▶ [WHAT IS EXPECTED]: What you return should match every entry, character for character.
___ DATA FOR THE TASK ___
PR #142, opened 2018-12-20
RM Link in THS

pdtran3k6:


tony-core/src/main/java/com/linkedin/tony/models/JobMetadata.java
```diff
@@ -37,7 +41,8 @@ public static JobMetadata newInstance(String histFileName) {
     long completed = Long.parseLong(metadata[2]);
     String user = metadata[3];
     String status = metadata[4];
-    return new JobMetadata(id, jobLink, configLink, started, completed, status, user);
+    String rmLink = Utils.buildRMUrl(new YarnConfiguration(), id);
```
erwa: Instead of creating a `new YarnConfiguration` each time `JobMetadata.newInstance()` is called, can we just pass in a `Configuration` object to this method instead?

tony-core/src/test/java/com/linkedin/tony/util/TestParserUtils.java
```diff
@@ -56,13 +57,15 @@ public void testIsValidHistFileName_false() {
   public void testParseMetadata_success() {
     Path jobFolder = new Path(Constants.TONY_CORE_SRC + "test/resources/typicalHistFolder/job1");
     String jobRegex = "application\\d+";
+    String RMLink = Utils.buildRMUrl(new YarnConfiguration(), "application123");
     JobMetadata expected = new JobMetadata("application123", "/" + Constants.JOBS_SUFFIX + "/application123",
-        "/" + Constants.CONFIG_SUFFIX + "/application123", 1, 1, "SUCCEEDED", "user1");
+        "/" + Constants.CONFIG_SUFFIX + "/application123", RMLink,1, 1, "SUCCEEDED", "user1");
```
erwa: Add space after `RMLink,`

tony-history-server/app/views/tableMetadata.scala.html
```diff
@@ -8,6 +8,7 @@
     <th>Completed</th>
     <th>User</th>
     <th>Status</th>
+    <th>RM</th>
```
erwa: How about `ResourceManager Link`?

tony-core/src/test/java/com/linkedin/tony/util/TestParserUtils.java
pdtran3k6: 👍

tony-core/src/main/java/com/linkedin/tony/models/JobMetadata.java
pdtran3k6: Sure. Also, I'm assuming that this is to limit the number of `YarnConfiguration` objects created?

tony-history-server/app/hadoop/Configuration.java
```diff
@@ -20,20 +20,25 @@
   private static final String CORE_SITE_CONF = YarnConfiguration.CORE_SITE_CONFIGURATION_FILE;
   private static final String HDFS_SITE_CONF = "hdfs-site.xml";
 
-  private static HdfsConfiguration conf = new HdfsConfiguration();
+  private static HdfsConfiguration hdfsConf = new HdfsConfiguration();
+  private static YarnConfiguration yarnConf = new YarnConfiguration();
```
erwa: Can we just use a single `Configuration` that we use for both HDFS and YARN stuff? If we switch to `Configuration`, I think we might need to add `yarn-site.xml` to the resources loaded (YarnConfiguration probably looks for and loads `yarn-site.xml` automatically, but I don't think `Configuration` does).

tony-core/src/main/java/com/linkedin/tony/models/JobMetadata.java
erwa: Yes, and for consistency. In case we want to add something to the `YarnConfiguration` in all of THS, we should be able to do it in one place rather than have to do it in every place we create a `new YarnConfiguration` instance.

PR #147, opened 2018-08-04
home button block/unblock via hid:dbg and hid:sys

p-sam:
Adds the ability to disable the home button, and to enable it back. It uses 2 differents services, the disable method being in hid:dbg, and the enable one being in hid:sys.

A quick example using the 2 functions can be found here at https://github.com/p-sam/nx-hmblock. 

The `hidDbgDeactivateHomeButton` ipc calls exibits a weird behavior: Result being 0x16eca on actual success. When returning 0, the home button is still usable, and won't be disabled until a subsequent call actually returns this value 0x16eca. Calling it while the button is already disabled also returns 0x16eca. I've made the choice to loop until either a count of tries exceed 100 or we get rc != 0, returning 0 if rc was 0x16eca, i'm open to suggestions if that can be improved.


fincs:
Sounds like `hid:dbg` is an internal debugging service, which could change at any time. Are you sure that official applications block the HOME button this way?

p-sam:
No, I believe official apps use appletOE

fincs:
Could you make libnx use the same mechanisms that official apps use to block the HOME button?

p-sam:
I believe this is another set of change that would go in another PR, feel free to decline this PR if you don't want those fonctions until then.

fincs:
Ok then.

PR #153, opened 2018-08-16
Fix fsOpenFileSystem

rajkosto:
Actually works now instead of always returning port remote dead
Thanks @misson20000 for finding out the switchbrew parameters for it were wrong

### DIFF
--- a/nx/include/switch/services/fs.h
+++ b/nx/include/switch/services/fs.h
@@ -179,8 +179,8 @@ typedef enum
 } FsFileSystemType;
 
 /// Mount requested filesystem type from content file
-Result fsOpenFileSystem(FsFileSystem* out, FsFileSystemType fsType, const char* contentPath); /// only on 1.0.0
-Result fsOpenFileSystemWithId(FsFileSystem* out, u64 titleId, FsFileSystemType fsType, const char* contentPath); /// 2.0.0+
+Result fsOpenFileSystem(FsFileSystem* out, FsFileSystemType fsType, const char* contentPath);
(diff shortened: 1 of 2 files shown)


rajkosto:
Maybe the 2 functions for 1.0.0 and 2.0.0+ should be merged into one, as well ?

yellows8:
If the args are wrong update wiki.

rajkosto:
Done

yellows8:
"merged into one" But the args are different...

rajkosto:
fsOpenFileSystemWithId can just ignore the titleid passed in on 1.0.0. You can often leave it at 0 or -1 on 2.0.0+ anyway.

rajkosto:
This way is probably way more developer-friendly.

nx/include/switch/services/fs.h
```diff
@@ -179,8 +179,8 @@ typedef enum
 } FsFileSystemType;
 
 /// Mount requested filesystem type from content file
-Result fsOpenFileSystem(FsFileSystem* out, u64 titleId, FsFileSystemType fsType); /// only on 1.0.0, only works with registered content
-Result fsOpenFileSystemWithId(FsFileSystem* out, u64 titleId, FsFileSystemType fsType, const char* contentPath); /// 2.0.0+, contentPath must be resolved manually
+Result fsOpenFileSystem(FsFileSystem* out, FsFileSystemType fsType, const char* contentPath);
```
yellows8: Should add a note about sys-versions here, since either cmd can be used now.

PR #165, opened 2018-09-06
Add appletBeginBlockingHomeButton() and appletEndBlockingHomeButton()

neonsea:


XorTroll:
AppletType can also be SystemApplication, I tested it before.

neonsea:
Thanks for the heads up. I was unsure of your indentation style for long lines, so I left it as a half-indent - let me know if that's okay.

nx/include/switch/services/applet.h
```diff
@@ -53,6 +53,10 @@ Result appletCreateManagedDisplayLayer(u64 *out);
 
 Result appletGetDesiredLanguage(u64 *LanguageCode);
 
+Result appletBeginBlockingHomeButton(s64 val);
```
fincs: What's this "s64 val"? Is it a bool, is it an enum?

XorTroll:
SWIPC has no documentation about it. but retail apps use 0, and on my tests I used 0 and it worked successfully.

neonsea:
I just tested, and 0 seems to provide the intended behavior, and if this is what official apps use, I think this should be hardcoded to 0. Also added a notice indicating that this only works in regularapps.

yellows8:
The official wrapper funcs calling "BeginBlockingHomeButtonShortAndLongPressed" and "BeginBlockingHomeButton" hard-code the input to 0, however the latter has an additional separate func which passes the input param to the {cmd func}.

For the cmd impl'd here, the input is nanoseconds. Revert the hard-coded input change and update the comment.

PR #169, opened 2018-09-14
Resolve trivial -Wmissing-prototypes warnings

lioncash:
Gets rid of trivial warnings caused by headers not being included into the relevant .c file, empty parameter lists missing void, or functions missing a prototype in the header.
___
▶ [RESPONSE AREA]:
PR #142, opened 2018-12-20
RM Link in THS

pdtran3k6:


tony-core/src/main/java/com/linkedin/tony/models/JobMetadata.java
```diff
@@ -37,7 +41,8 @@ public static JobMetadata newInstance(String histFileName) {
     long completed = Long.parseLong(metadata[2]);
     String user = metadata[3];
     String status = metadata[4];
-    return new JobMetadata(id, jobLink, configLink, started, completed, status, user);
+    String rmLink = Utils.buildRMUrl(new YarnConfiguration(), id);
```
erwa: Instead of creating a `new YarnConfiguration` each time `JobMetadata.newInstance()` is called, can we just pass in a `Configuration` object to this method instead?

tony-core/src/test/java/com/linkedin/tony/util/TestParserUtils.java
```diff
@@ -56,13 +57,15 @@ public void testIsValidHistFileName_false() {
   public void testParseMetadata_success() {
     Path jobFolder = new Path(Constants.TONY_CORE_SRC + "test/resources/typicalHistFolder/job1");
     String jobRegex = "application\\d+";
+    String RMLink = Utils.buildRMUrl(new YarnConfiguration(), "application123");
     JobMetadata expected = new JobMetadata("application123", "/" + Constants.JOBS_SUFFIX + "/application123",
-        "/" + Constants.CONFIG_SUFFIX + "/application123", 1, 1, "SUCCEEDED", "user1");
+        "/" + Constants.CONFIG_SUFFIX + "/application123", RMLink,1, 1, "SUCCEEDED", "user1");
```
erwa: Add space after `RMLink,`

tony-history-server/app/views/tableMetadata.scala.html
```diff
@@ -8,6 +8,7 @@
     <th>Completed</th>
     <th>User</th>
     <th>Status</th>
+    <th>RM</th>
```
erwa: How about `ResourceManager Link`?

tony-core/src/test/java/com/linkedin/tony/util/TestParserUtils.java
pdtran3k6: 👍

tony-core/src/main/java/com/linkedin/tony/models/JobMetadata.java
pdtran3k6: Sure. Also, I'm assuming that this is to limit the number of `YarnConfiguration` objects created?

tony-history-server/app/hadoop/Configuration.java
```diff
@@ -20,20 +20,25 @@
   private static final String CORE_SITE_CONF = YarnConfiguration.CORE_SITE_CONFIGURATION_FILE;
   private static final String HDFS_SITE_CONF = "hdfs-site.xml";
 
-  private static HdfsConfiguration conf = new HdfsConfiguration();
+  private static HdfsConfiguration hdfsConf = new HdfsConfiguration();
+  private static YarnConfiguration yarnConf = new YarnConfiguration();
```
erwa: Can we just use a single `Configuration` that we use for both HDFS and YARN stuff? If we switch to `Configuration`, I think we might need to add `yarn-site.xml` to the resources loaded (YarnConfiguration probably looks for and loads `yarn-site.xml` automatically, but I don't think `Configuration` does).

tony-core/src/main/java/com/linkedin/tony/models/JobMetadata.java
erwa: Yes, and for consistency. In case we want to add something to the `YarnConfiguration` in all of THS, we should be able to do it in one place rather than have to do it in every place we create a `new YarnConfiguration` instance.

PR #147, opened 2018-08-04
home button block/unblock via hid:dbg and hid:sys

p-sam:
Adds the ability to disable the home button, and to enable it back. It uses 2 differents services, the disable method being in hid:dbg, and the enable one being in hid:sys.

A quick example using the 2 functions can be found here at https://github.com/p-sam/nx-hmblock. 

The `hidDbgDeactivateHomeButton` ipc calls exibits a weird behavior: Result being 0x16eca on actual success. When returning 0, the home button is still usable, and won't be disabled until a subsequent call actually returns this value 0x16eca. Calling it while the button is already disabled also returns 0x16eca. I've made the choice to loop until either a count of tries exceed 100 or we get rc != 0, returning 0 if rc was 0x16eca, i'm open to suggestions if that can be improved.


fincs:
Sounds like `hid:dbg` is an internal debugging service, which could change at any time. Are you sure that official applications block the HOME button this way?

p-sam:
No, I believe official apps use appletOE

fincs:
Could you make libnx use the same mechanisms that official apps use to block the HOME button?

p-sam:
I believe this is another set of change that would go in another PR, feel free to decline this PR if you don't want those fonctions until then.

fincs:
Ok then.

PR #153, opened 2018-08-16
Fix fsOpenFileSystem

rajkosto:
Actually works now instead of always returning port remote dead
Thanks @misson20000 for finding out the switchbrew parameters for it were wrong

### DIFF
--- a/nx/include/switch/services/fs.h
+++ b/nx/include/switch/services/fs.h
@@ -179,8 +179,8 @@ typedef enum
 } FsFileSystemType;
 
 /// Mount requested filesystem type from content file
-Result fsOpenFileSystem(FsFileSystem* out, FsFileSystemType fsType, const char* contentPath); /// only on 1.0.0
-Result fsOpenFileSystemWithId(FsFileSystem* out, u64 titleId, FsFileSystemType fsType, const char* contentPath); /// 2.0.0+
+Result fsOpenFileSystem(FsFileSystem* out, FsFileSystemType fsType, const char* contentPath);
(diff shortened: 1 of 2 files shown)


rajkosto:
Maybe the 2 functions for 1.0.0 and 2.0.0+ should be merged into one, as well ?

yellows8:
If the args are wrong update wiki.

rajkosto:
Done

yellows8:
"merged into one" But the args are different...

rajkosto:
fsOpenFileSystemWithId can just ignore the titleid passed in on 1.0.0. You can often leave it at 0 or -1 on 2.0.0+ anyway.

rajkosto:
This way is probably way more developer-friendly.

nx/include/switch/services/fs.h
```diff
@@ -179,8 +179,8 @@ typedef enum
 } FsFileSystemType;
 
 /// Mount requested filesystem type from content file
-Result fsOpenFileSystem(FsFileSystem* out, u64 titleId, FsFileSystemType fsType); /// only on 1.0.0, only works with registered content
-Result fsOpenFileSystemWithId(FsFileSystem* out, u64 titleId, FsFileSystemType fsType, const char* contentPath); /// 2.0.0+, contentPath must be resolved manually
+Result fsOpenFileSystem(FsFileSystem* out, FsFileSystemType fsType, const char* contentPath);
```
yellows8: Should add a note about sys-versions here, since either cmd can be used now.

PR #165, opened 2018-09-06
Add appletBeginBlockingHomeButton() and appletEndBlockingHomeButton()

neonsea:


XorTroll:
AppletType can also be SystemApplication, I tested it before.

neonsea:
Thanks for the heads up. I was unsure of your indentation style for long lines, so I left it as a half-indent - let me know if that's okay.

nx/include/switch/services/applet.h
```diff
@@ -53,6 +53,10 @@ Result appletCreateManagedDisplayLayer(u64 *out);
 
 Result appletGetDesiredLanguage(u64 *LanguageCode);
 
+Result appletBeginBlockingHomeButton(s64 val);
```
fincs: What's this "s64 val"? Is it a bool, is it an enum?

XorTroll:
SWIPC has no documentation about it. but retail apps use 0, and on my tests I used 0 and it worked successfully.

neonsea:
I just tested, and 0 seems to provide the intended behavior, and if this is what official apps use, I think this should be hardcoded to 0. Also added a notice indicating that this only works in regularapps.

yellows8:
The official wrapper funcs calling "BeginBlockingHomeButtonShortAndLongPressed" and "BeginBlockingHomeButton" hard-code the input to 0, however the latter has an additional separate func which passes the input param to the {cmd func}.

For the cmd impl'd here, the input is nanoseconds. Revert the hard-coded input change and update the comment.

PR #169, opened 2018-09-14
Resolve trivial -Wmissing-prototypes warnings

lioncash:
Gets rid of trivial warnings caused by headers not being included into the relevant .c file, empty parameter lists missing void, or functions missing a prototype in the header.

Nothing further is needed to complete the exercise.